KUALA LUMPUR: Kenanga Research remains cautiously optimistic over IOI Properties Group Bhd's prospects following its earnings results that came within expectations.
In 1QFY21, core net profit of RM174.2mil came well within Kenanga's and consensus expectations at 25% and 30% of full-year estimates respectively.
Sales during the quarter of RM473mil was also within the research house's full-year sales target of RM1.9bil at 25%. The sales comprise of of 51% China sales and 49% Malaysia sales.

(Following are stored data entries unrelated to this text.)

PR #7850, opened 2020-03-03
Replace strstr() with strchr() when appropriate.

rudo-thomas:
When appropriate, i.e. when the string we're looking for is 1 character long.

## Description:

Tiny and trivial optimisation. No need for strstr() when all we're looking for is a single character.

## Checklist:
  - [~] The code change is tested and works on core 2.6.1
    - I built it on 2.6.3, tested the IR (non full) module.

### DIFF
--- a/tasmota/support_command.ino
+++ b/tasmota/support_command.ino
@@ -1021,7 +1021,7 @@ void CmndTemplate(void)
   // {"NAME":"Generic","GPIO":[17,254,29,254,7,254,254,254,138,254,139,254,254],"FLAG":1,"BASE":255}
   bool error = false;
 
-  if (strstr(XdrvMailbox.data, "{") == nullptr) {  // If no JSON it must be parameter
+  if (strchr(XdrvMailbox.data, '{') == nullptr) {  // If no JSON it must be parameter
     if ((XdrvMailbox.payload > 0) && (XdrvMailbox.payload <= MAXMODULE)) {
       XdrvMailbox.payload--;
       if (ValidTemplateModule(XdrvMailbox.payload)) {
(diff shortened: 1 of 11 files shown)


eku:
@rudo-thomas  does it increase or decrease code size? How much?

rudo-thomas:
@eku I tried building tasmota, -minimal, -ir, -sensors using platformio and the reported used flash size was unchanged in all 4 cases.

I ran `platformio run -e X` for the 4 values of X, then checked out the other branch, removed .pio* and .cache and re-ran. I'll be happy to do something more rigorous - please let me know how. Thanks.

eku:
@rudo-thomas so what's the benefit?

arendst:
So no benefit, no merge. Thx for the exercise

rudo-thomas:
This should save some precious CPU cycles, though I admit the benefit might not be obvious, so I'm working on some measurements now.

I'll get some numbers later today.

rudo-thomas:
According to my measurements, strchr() is faster in all cases except when the haystack is an empty string. As expected, the savings depend on how far the searched-for character is within the haystack; or on how long the haystack is when the searched-for character is nowhere in the haystack. In the empty haystack case strchr() is slower by a mere 2 cpu cycles.

For the code, data, versions used see https://gist.github.com/rudo-thomas/8e6a973af4ff62e7ac18ca3428d0c720

sfromis:
What's precious on Tasmota is not so much CPU cycles (which seldom is a limitation), but bytes used (which always is a limitation).

Jason2866:
I compared the binary files. The dont differ. Please close this PR since it has zereo effect.
The only difference is the compile time stored in the binary
image

rudo-thomas:
@Jason2866 you're right. I should have looked at the assembly myself, my bad. Sorry.

It turns out gcc treats strstr() and other string functions as built-in and optimizes a strstr() call with literal one-char string into a strchr() call. Which is exactly what's happening here, and also what my measurement *did not* measure.

This PR does indeed nothing. Closing.

PR #7868, opened 2020-03-07
Optimized function 'mp'

maxela:
Leaner syntax of function `mp` and simplified implementation.
New documentation:

Mapping function `mp`

It addresses a standard task with less code and much flexibility: Mapping of an arbitrary incoming numeric value into a defined schema of allowed/reasonable ranges.

The numeric value `x` passed as the first parameter is compared to the mprules in the order they are provided as subsequent parameters. If the value matches the criteria, the defined value is returned. Subsequent mprules are skipped. If `x` matches none of the mprules, `x` is returned unchanged. 
```
mp(x mprule1 mprule2 ... mprule<n>)
```

An mprule starts with one of the comparison operators `<`, `>` or `=`, followed by a numeric value `v1`, optionally followed by a second numeric value `v2`:
```
<|>|=v1[ v2]
```

Each of the numeric values `x`, `v1` and `v2` can be a literal, an expression or a variable.

Example 1: `<8 0` - this mprule reads: If x is less than 8, return 0.
Example 2: `>100` - this mprule reads: If x is greater than 100, return 100. 

Example 3:
```
y=mp(x <8 0 >100)
```
Assigns 0 to y if x is less than 8.
Assigns 100 to y if x is greater than 100.
Assigns x to y for all values of x that do not meet the above criteria (8 to 100).

The above example 3 does the same as the following code - with just one line insead of 7 and 20 characters less:
```
y=x
if x<8 {
y=0
}
if x>100 {
y=100
}
```

## Description:

## Checklist:

### DIFF
--- a/tasmota/xdrv_10_scripter.ino
+++ b/tasmota/xdrv_10_scripter.ino
@@ -1512,7 +1512,7 @@ chknext:
                 (*opp=='>' && fvar1>fvar2) || 
                 (*opp=='=' && fvar1==fvar2)) 
             {
-              if (*lp!='<' && *lp!='>' && *lp!='=') {
+              if (*lp!='<' && *lp!='>' && *lp!='=' && *lp!=')' && *lp!=SCRIPT_EOL) {
                 float fvar3;
                 lp=GetNumericResult(lp,OPER_EQU,&fvar3,0);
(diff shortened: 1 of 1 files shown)


maxela (commented):
Fix works and is necessary for function 'mp' to work properly.

PR #10422, opened 2021-01-06
Ufsys

gemu2015:
## Description:

language files change sd card to UFS
directory listig -> scroll view

## Checklist:

### DIFF
--- a/tasmota/language/af_AF.h
+++ b/tasmota/language/af_AF.h
@@ -864,7 +864,7 @@
 #define D_CONFIGURE_SCRIPT     "Wysig skrif"
 #define D_SCRIPT               "wysig skrif"
 #define D_SDCARD_UPLOAD        "lêer oplaai"
-#define D_SDCARD_DIR           "sd card directory"
+#define D_UFSDIR               "ufs directory"
 #define D_UPL_DONE             "Klaar"
 #define D_SCRIPT_CHARS_LEFT    "karakters oor"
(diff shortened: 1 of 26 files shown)


arendst:
I think we have to rethink this ufs stuff Unless it already works this way).

What I want is this on ESP32:
- As every ESP32 has a filesystem partition, either LittleFS OR FFat it needs to be the primary filesystem to store future settings.
- Any connected SD card must be an ADDITIONAL filesystem and should not take over the embedded partiton filesystem. If it does take over it ruins any settings stored on the embedded partition.

On ESP8266 I can live with your current SD-Card usage.

Can you verify this is the case already and if not we have to make it this way.

gemu2015:
since only very few people will use sd cards i see no conflict for the time being.  simply do not define USE_SDCARD
i can think about how to have an extra filesystem in this case for the future.

gemu2015:
ok checked it.  its easy to accomplish.  i need a day or 2 to implement this.

gemu2015:
ok is already implemented in commit.  
a new FS pointer *ffsp holds a pointer to Flashfile in any case. (nullptr if not found) even when sd card found
ufsp points to the global file system including sd.
the only thing is that currently ufsp points to global directory. if an SD card found the directory shows the SD card not the flash. the flash is hidden in this case.
i may easily switch between the 2 if wanted.

arendst:
Just keep it this way.

I will move the zigbee settings to the new ffsp pointer.

Thx.

PR #10518, opened 2021-01-11
Pid branch revived

marcvs:
## Description:

The additional commmits fix the following:
- Code now compiles with `tasmota-minimal` because I've surrounded it by `#ifndef FIRMWARE_MINIMAL`
- Now including publishing the `%topic%/PID {"power": <PidPower>}` by default (can be turned off), since it was requested by @colinl  . My issue with this was that it does access `TasmotaGlobal.mqtt_data`, which was discouraged earlier. I tried to find alternatives for publishing, but failed. Pointers be helpful.
- Re-inserted the code in `xdrv_48_timeprop.ino` for advanced handling of incoming commands (in bool Timeprop_Command), so that the `timeprop_setvalue_x` can be received to set the timeprop value for relay `x`. Also it is being used from `xdrv_49_pid.ino`.
I failed moving this to DecodeCommand, because of the `_x` feature. 
Is it really necessary to move to DecodeCommand? If so: How?

### DIFF
--- a/tasmota/my_user_config.h
+++ b/tasmota/my_user_config.h
@@ -811,10 +811,10 @@
 // -- Prometheus exporter ---------------------------
 //#define USE_PROMETHEUS                           // Add support for https://prometheus.io/ metrics exporting over HTTP /metrics endpoint
 
-// -- PID and Timeprop ------------------------------
-// #define use TIMEPROP                            // Add support for the timeprop feature (+0k8 code)
+// -- PID and Timeprop ------------------------------ // Both together will add +12k1 code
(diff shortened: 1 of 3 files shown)


ascillato:
Hi,

The message from github that is above, is telling you that this PR can not be merged because has conflicting files.

image

Please, update your branch before applying your changes.

marcvs:
Yep; I see this, yet I feel stupid in trying to solve it.  At the moment I can't even reproduce the conflicts when merging this branch into my local (updated) development branch.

Moving forward, IOI's property investment will add on 3.4 million of 59% of net lettable area while its hospitality division will add on 865 or 46% keys. "While Covid-19 poses uncertainties for now, we feel the situation would eventually normalise and these assets would strengthen the group's recurring income base," said Kenanga.
The group's unbilled sales stood at RM563mil, which provides less than one year of visibility, it added.
Kenanga maintained its FY21-22 core net profit forecast at RM683mil -691mil with an unchanged sales target of RM1.9bil a year. It has a "market perform" recommendation on the stock with an unchanged target price of 97 sen.
"We remain conservative on our valuations for now and take cue from management given the fluidity of the situation, but take comfort in the group's well-located assets and geographical diversification injecting resilience to its earnings profile," it said.